Yeah, we only know the most vague and basic stuff about druids. Which works out well for the Neo-Pagans, because it means that they’re pretty much free to make up whatever they want as parts of their “ancient traditions”.
“And then. . .ummmm. . .the next part of the ceremony involves. . .errrrr. . .involves all the women taking off all of their clothing and dancing! Yeah!”
The Phoenicians only started to really take off and go some time around 1100 BC, after the Egyptian and Hittite empires had been knocked into decline by some mysterious event (usually linked to the elusive “Sea People”). They eventually established lots of colonies in North Africa and Spain and that area, which did trade with the Britons—mainly for tin from Cornwall, if I recall correctly. The Phoenician colony of Gades (now Cadiz) in Iberia was the main group involved with the tin trade, apparently, but they were very secretive about their sources. Nobody is quite sure when they started trading with Britain. Herodotus mentions it vaguely in Book 3 of his Histories, which makes it around the mid-4th Century BC at the latest. But it wasn’t until about that same time that the Celts moved into Britain, which means that they wouldn’t have had much experience with the Phoenicians.
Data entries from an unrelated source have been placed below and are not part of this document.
PR #3035, opened 2021-04-01
[RunAllTests] Fix part of #1861: Enable GitHub Actions caching for Bazel CI workflows

BenHenning:
Fix part of #1861.

## Explanation
This introduces local Bazel caching support in GitHub Actions by leveraging GA's cache via [actions/cache](https://github.com/actions/cache). This approach is largely based on the solutions outlined [here](https://github.com/actions/cache/issues/239#issuecomment-606950711) and [here](https://github.com/actions/cache/issues/109#issuecomment-558771281).

This solution works because Bazel's hermetic & incremental design facilitates strong cache sharing even for completely different builds. The cache will continue to rapidly grow unbounded to maximize caching potential. This behaves similarly to the remote caching functionality we have support for via GCS except it uses GitHub's free resources, and works for forks.

One drawback is that GitHub Actions only allows 5GB of cache storage per app. Due to the unbounded growth factor, we have to forcibly clear the cache otherwise the cache will fail to upload and we'll be stuck using an increasingly out-of-date one. In cases where we detect the cache needs to be cleared, the all actions detecting that will run as if there isn't any cache (e.g. how they run now), and then jobs that run after should be faster since they'll benefit somewhat from the cache.

Since we aren't caching anything else substantial (only Gradle, and that will be going away in the future), this PR establishes a 4.5GB threshold (uncompressed) before forcibly clearing the cache. At current estimates, a full local build requires about a ~2GB uncompressed cache (~900MB compressed), so I'm guessing the 4.5GB threshold will lead to 2-3 force cache resets per day. Given the ~50% compression ratio we're seeing, we might be able to raise this up to 8GB-9GB before actually running into the 5GB limit, but we can tune this if we're seeing issues. The actions provide diagnostic output to track cache size & when the cache needs to be reset,

See the following analysis table for an idea on how actions times seem to improve due to this change:
| Action          | Caching             | Appx. Runtime          |
|-----------------|---------------------|------------------------|
| Build binary    | None                | ~14-15 mins            |
| Build binary    | Full                | ~1-2 mins*             |
| Full test suite | None                | ~9-12 mins (each test) |
| Full test suite | Cached built binary | ~6-9 mins (each test)                    |
| Full test suite | All tests**           | ~2-3 mins (each test)                    |

We saw the full test suite in the last case run in just under 2 hours (a 4x-8x improvement over the previously observed 8-16 hour runtime for the full test suite).

*I noticed one run where back-to-back builds triggered a later build to be a complete rebuild of the app despite having an up-to-date cache. Not quite sure why that happened; maybe something to do with timestamps overlapping since the two builds were happening simultaneously. It's a bit disappointing that the caching didn't seem to help much for the latter build, though it didn complete in under 12 minutes. We'll need to keep an eye out for similar cases in the future.

**Per the issue mentioned above, running the tests in parallel doesn't actually fully cache the results. Also, the cache selection seems a bit random at the moment (though it uses a LRU cache eviction policy), so there's not any guarantee yet that the caches will get better over time.

Finally, I wanted to note a few things:
- Per #1861 we still need to fix some of the caching issues with Android-specific Bazel actions; this will probably substantially improve incremental build performance
- This change alone may not be sufficient to facilitate desharding the Bazel tests, but I suspect a few more build time improvements (e.g. maybe the caching fix above, and our modularization work) will probably let us run 5-10 tests per shard instead of 1 which should result in substantially faster test runs
- There's still a lot more we can do to speed up Bazel CI beyond the above (e.g. only running tests for affected test changes between deltas, moving Android libraries to be kt_jvm_libraries, and more)
- Moving to a proper remote cache that's run through GitHub Actions (this was pitched as a potential option back in 2019, but no traction has been made quite yet)

This is meant to make the Bazel tests in CI a bit more tolerable, but probably won't make them completely pleasant quite y et.

### DIFF
--- a/.github/workflows/build_tests.yml
+++ b/.github/workflows/build_tests.yml
@@ -45,8 +45,10 @@ jobs:
         id: cache
         with:
           path: ${{ env.CACHE_DIRECTORY }}
-          key: ${{ runner.os }}-${{ env.CACHE_DIRECTORY }}-bazel-${{ github.sha }}
+          key: ${{ runner.os }}-${{ env.CACHE_DIRECTORY }}-bazel-binary-${{ github.sha }}
           restore-keys: |
+            ${{ runner.os }}-${{ env.CACHE_DIRECTORY }}-bazel-binary-
+            ${{ runner.os }}-${{ env.CACHE_DIRECTORY }}-bazel-tests-
             ${{ runner.os }}-${{ env.CACHE_DIRECTORY }}-bazel-
 
       # This check is needed to ensure that Bazel's unbounded cache growth doesn't result in a
--- a/.github/workflows/build_tests.yml
+++ b/.github/workflows/build_tests.yml
@@ -19,7 +19,7 @@ jobs:
         os: [ubuntu-18.04]
     env:
       ENABLE_CACHING: false
-      CACHE_DIRECTORY: $HOME/.bazel_cache
+      CACHE_DIRECTORY: ~/.bazel_cache
     steps:
       - uses: actions/checkout@v2
 
@@ -86,7 +86,11 @@ jobs:
 
       - name: Configure Bazel to use a local cache
         run: |
-          echo "build --disk_cache=$BAZEL_CACHE_DIR" >> $HOME/.bazelrc
+          # See https://stackoverflow.com/a/27485157 for reference.
+          EXPANDED_BAZEL_CACHE_PATH="${BAZEL_CACHE_DIR/#\~/$HOME}"
+          echo "Using $EXPANDED_BAZEL_CACHE_PATH as Bazel's cache path"
+          echo "build --disk_cache=$EXPANDED_BAZEL_CACHE_PATH" >> $HOME/.bazelrc
+        shell: bash
         env:
           BAZEL_CACHE_DIR: ${{ env.CACHE_DIRECTORY }}
 
--- a/.github/workflows/build_tests.yml
+++ b/.github/workflows/build_tests.yml
@@ -154,5 +154,5 @@ jobs:
 
       - uses: actions/upload-artifact@v2
         with:
-          name: oppia-bazel-apk
+          name: oppia-bazel.apk
           path: /home/runner/work/oppia-android/oppia-android/oppia.apk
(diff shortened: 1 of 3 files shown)


BenHenning:
Hmm, one likelihood is running lots of tests in parallel will cause them to step over each other when uploading the cache (which may hurt repeat-running that same test). Running the tests in batches or many steps will help with this, but I suspect randomly running the test over longer periods of time (e.g. multiple PRs or days of runs) should provide an "eventual consistency" in cache hits.

BenHenning:
Hmm this can probably be done better by introducing target-specific caches that can be restored from first before restoring from a random cache. I expect that will substantially improve incremental performance at the expense of massively overloading our cache quota (e.g. each PR will probably individually exceed the quota). A midway might be to just qualify 'test' and 'binary' subcaches for now and see how that performs.

BenHenning:
Okay, the latest commit introduces priority-based bucketing for caching:
- Builds will use the test cache if there's no build-specific cache available
- Tests will use their own bucketed cache (based on 'app', 'util', 'testing', 'data', and 'domain'), then any test cache if theirs is unavailable, then the build cache
- Both will use any cache available if all others are missing (which will let them benefit from the previous cache created in earlier CI runs)

This will almost certainly increase the amount of cache evictions that GitHub does, but it should also improve cross-workflow performance within a single PR since the random cache selection doesn't seem to work as well.

BenHenning:
The whole test suite completed in just under 2 hours with almost no prior test results in the cache. :) That's a direct 4-8x improvement over the previous 8-16 hour runtime. Going to run it again as a true incremental build & re-enable the other tests to see if it runs any faster.

BenHenning:
Regarding the failures, ``LogUploadWorkerTest`` seems to be an unrelated flake: #2032. ``QuestionPlayerServiceTest`` is a known data test flake that should be fixed by #2916.

Looks like the second test run took 2 hours and 15 minutes. :)

BenHenning:
@anandwana001 PTAL. This is actually rather important since it should substantially improve Bazel CI performance for contributors, giving them faster feedback when they break Bazel tests & the build.

anandwana001 (approved):
LGTM, Thanks @BenHenning

BenHenning:
Thanks @anandwana001! Merging this now so that we can see if it helps with incoming PRs.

The Phoenicians didn’t have much to do with Gaul. Gaul was in the Greek sphere of influence, and the Greeks and the Phoenicians were careful to keep out of each other’s way (except for in Sicily, where things got complicated). The Celtic Gauls, then, were influenced more by Phocaean culture and not by Phoenician. . .which is why they’re called “Celts” in the first place, that being a Greek-derived name.
So, seeing as how Phoenician culture isn’t that influenced by Egyptian, and that Celtic culture isn’t that influenced by Phoenician, it’s not too likely that the druids were inspired by ancient Egypt.